§ **Records for processing**
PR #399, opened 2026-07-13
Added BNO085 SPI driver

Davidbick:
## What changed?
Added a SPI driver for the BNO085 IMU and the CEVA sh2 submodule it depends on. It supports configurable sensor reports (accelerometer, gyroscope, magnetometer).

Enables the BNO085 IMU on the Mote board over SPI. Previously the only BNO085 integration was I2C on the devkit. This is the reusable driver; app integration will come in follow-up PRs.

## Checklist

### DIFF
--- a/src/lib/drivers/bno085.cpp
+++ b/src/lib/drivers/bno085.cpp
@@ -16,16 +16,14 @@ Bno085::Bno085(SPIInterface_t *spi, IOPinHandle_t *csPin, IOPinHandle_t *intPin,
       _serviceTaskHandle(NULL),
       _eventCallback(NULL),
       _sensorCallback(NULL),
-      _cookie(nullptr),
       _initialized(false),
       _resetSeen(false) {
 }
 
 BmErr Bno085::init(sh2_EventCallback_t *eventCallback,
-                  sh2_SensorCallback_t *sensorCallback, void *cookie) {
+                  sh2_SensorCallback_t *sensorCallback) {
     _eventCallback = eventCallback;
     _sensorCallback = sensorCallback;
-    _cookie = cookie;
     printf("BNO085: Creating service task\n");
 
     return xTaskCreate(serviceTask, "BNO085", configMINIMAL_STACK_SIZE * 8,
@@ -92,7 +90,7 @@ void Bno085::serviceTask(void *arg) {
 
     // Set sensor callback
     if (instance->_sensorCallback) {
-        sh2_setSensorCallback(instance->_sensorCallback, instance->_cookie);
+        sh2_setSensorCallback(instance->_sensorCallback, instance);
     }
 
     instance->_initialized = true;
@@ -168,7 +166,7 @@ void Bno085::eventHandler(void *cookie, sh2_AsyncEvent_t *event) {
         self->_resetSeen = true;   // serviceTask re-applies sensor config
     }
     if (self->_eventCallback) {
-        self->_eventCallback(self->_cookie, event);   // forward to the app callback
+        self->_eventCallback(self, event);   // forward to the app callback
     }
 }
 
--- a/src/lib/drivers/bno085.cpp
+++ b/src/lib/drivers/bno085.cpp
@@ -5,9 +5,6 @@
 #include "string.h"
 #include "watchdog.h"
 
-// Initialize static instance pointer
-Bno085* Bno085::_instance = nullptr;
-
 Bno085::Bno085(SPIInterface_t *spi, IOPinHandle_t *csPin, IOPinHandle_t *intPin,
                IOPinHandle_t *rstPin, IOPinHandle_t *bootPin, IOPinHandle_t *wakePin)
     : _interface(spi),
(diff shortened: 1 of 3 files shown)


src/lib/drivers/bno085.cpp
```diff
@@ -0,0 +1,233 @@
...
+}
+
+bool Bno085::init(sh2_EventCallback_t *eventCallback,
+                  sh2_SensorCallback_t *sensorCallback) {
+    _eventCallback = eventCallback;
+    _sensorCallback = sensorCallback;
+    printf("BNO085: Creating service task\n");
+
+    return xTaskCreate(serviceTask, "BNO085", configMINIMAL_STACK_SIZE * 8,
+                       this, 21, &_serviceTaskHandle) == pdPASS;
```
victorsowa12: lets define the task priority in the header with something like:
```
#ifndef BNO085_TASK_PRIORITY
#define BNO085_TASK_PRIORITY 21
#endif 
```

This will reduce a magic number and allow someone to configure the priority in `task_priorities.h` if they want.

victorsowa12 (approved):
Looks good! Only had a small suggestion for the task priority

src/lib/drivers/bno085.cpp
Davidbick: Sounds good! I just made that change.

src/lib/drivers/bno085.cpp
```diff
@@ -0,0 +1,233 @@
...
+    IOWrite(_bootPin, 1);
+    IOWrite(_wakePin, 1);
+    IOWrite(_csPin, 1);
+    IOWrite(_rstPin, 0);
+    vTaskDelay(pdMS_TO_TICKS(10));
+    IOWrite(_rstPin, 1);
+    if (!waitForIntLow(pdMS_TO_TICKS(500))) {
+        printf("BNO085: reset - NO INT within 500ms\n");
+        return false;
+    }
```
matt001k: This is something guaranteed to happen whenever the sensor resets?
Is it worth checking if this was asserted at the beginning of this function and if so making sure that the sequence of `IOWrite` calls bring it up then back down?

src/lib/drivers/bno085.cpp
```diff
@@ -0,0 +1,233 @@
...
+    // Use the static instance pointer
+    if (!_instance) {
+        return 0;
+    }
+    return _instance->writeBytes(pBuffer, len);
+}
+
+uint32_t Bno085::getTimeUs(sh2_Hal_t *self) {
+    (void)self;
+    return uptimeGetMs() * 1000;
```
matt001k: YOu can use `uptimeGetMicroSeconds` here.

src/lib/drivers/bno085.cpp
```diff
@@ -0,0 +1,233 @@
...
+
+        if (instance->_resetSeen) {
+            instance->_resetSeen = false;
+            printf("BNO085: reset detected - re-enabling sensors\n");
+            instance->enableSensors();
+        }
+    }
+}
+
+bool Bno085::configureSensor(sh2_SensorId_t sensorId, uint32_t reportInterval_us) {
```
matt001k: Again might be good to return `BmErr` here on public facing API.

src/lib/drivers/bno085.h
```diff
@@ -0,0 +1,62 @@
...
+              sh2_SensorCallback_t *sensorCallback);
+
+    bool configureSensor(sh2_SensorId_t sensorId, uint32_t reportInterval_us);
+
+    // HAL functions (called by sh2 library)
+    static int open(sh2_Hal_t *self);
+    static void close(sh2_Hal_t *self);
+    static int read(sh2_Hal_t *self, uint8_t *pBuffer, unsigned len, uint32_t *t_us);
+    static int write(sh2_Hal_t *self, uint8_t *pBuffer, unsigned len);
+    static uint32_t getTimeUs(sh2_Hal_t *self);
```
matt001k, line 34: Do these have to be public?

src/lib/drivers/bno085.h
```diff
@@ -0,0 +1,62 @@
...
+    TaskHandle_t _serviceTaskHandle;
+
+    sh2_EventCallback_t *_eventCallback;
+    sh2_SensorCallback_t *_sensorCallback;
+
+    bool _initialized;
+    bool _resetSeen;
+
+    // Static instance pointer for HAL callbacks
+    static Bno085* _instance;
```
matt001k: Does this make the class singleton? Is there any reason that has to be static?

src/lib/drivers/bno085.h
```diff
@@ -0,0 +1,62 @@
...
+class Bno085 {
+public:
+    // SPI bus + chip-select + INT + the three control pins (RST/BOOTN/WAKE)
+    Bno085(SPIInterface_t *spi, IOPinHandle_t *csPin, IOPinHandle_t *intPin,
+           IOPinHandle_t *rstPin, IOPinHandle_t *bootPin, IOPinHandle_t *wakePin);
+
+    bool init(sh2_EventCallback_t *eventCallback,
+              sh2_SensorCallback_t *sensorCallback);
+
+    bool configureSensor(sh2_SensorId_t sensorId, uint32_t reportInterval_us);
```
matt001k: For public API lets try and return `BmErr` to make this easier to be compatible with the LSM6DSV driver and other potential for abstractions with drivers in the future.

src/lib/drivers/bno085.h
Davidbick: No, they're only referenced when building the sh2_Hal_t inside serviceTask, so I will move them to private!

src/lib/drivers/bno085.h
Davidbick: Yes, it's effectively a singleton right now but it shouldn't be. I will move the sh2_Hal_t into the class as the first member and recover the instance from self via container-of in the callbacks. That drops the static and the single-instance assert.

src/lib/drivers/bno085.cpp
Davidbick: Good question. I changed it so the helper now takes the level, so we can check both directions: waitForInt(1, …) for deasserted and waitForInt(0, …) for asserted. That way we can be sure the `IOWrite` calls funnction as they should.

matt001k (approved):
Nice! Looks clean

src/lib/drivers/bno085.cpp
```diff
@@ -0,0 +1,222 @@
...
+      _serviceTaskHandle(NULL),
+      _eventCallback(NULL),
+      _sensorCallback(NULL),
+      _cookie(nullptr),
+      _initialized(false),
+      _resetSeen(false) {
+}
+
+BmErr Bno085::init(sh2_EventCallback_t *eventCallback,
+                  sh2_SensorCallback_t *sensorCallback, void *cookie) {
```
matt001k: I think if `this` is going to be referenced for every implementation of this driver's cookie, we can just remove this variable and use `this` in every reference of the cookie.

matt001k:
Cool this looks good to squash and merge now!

§ **Exercise objective**
Isolate each line of the listing above that includes "changed". Copy it.

§ **Answer section**
## What changed?
Davidbick: Good question. I changed it so the helper now takes the level, so we can check both directions: waitForInt(1, …) for deasserted and waitForInt(0, …) for asserted. That way we can be sure the `IOWrite` calls funnction as they should.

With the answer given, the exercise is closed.